Extracted data entries

------------------------------------------------------------------------

PR #1152, opened 2022-04-07
chore: Pull the image if it doesn't exist before image copying.

abcdefgs0324:


kthytang (changes requested):
Thanks for adding!

Do we need to do the same to check if the image exists before running locally?

abcdefgs0324:
docker run defaults pulling the image if it was not found in the image cache, or use the cached image otherwise.

kthytang (approved):

PR #1154, opened 2022-04-08
docs: update model code snippet order in README

nayaknishant:
Changing order of model code snippets, so model is retrieved first before doing the calls.


yil532 (approved):
LGTM. Proper order change of the code sample.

------------------------------------------------------------------------

Give the entries again exactly, every one.

PR #1152, opened 2022-04-07
chore: Pull the image if it doesn't exist before image copying.

abcdefgs0324:


kthytang (changes requested):
Thanks for adding!

Do we need to do the same to check if the image exists before running locally?

abcdefgs0324:
docker run defaults pulling the image if it was not found in the image cache, or use the cached image otherwise.

kthytang (approved):

PR #1154, opened 2022-04-08
docs: update model code snippet order in README

nayaknishant:
Changing order of model code snippets, so model is retrieved first before doing the calls.


yil532 (approved):
LGTM. Proper order change of the code sample.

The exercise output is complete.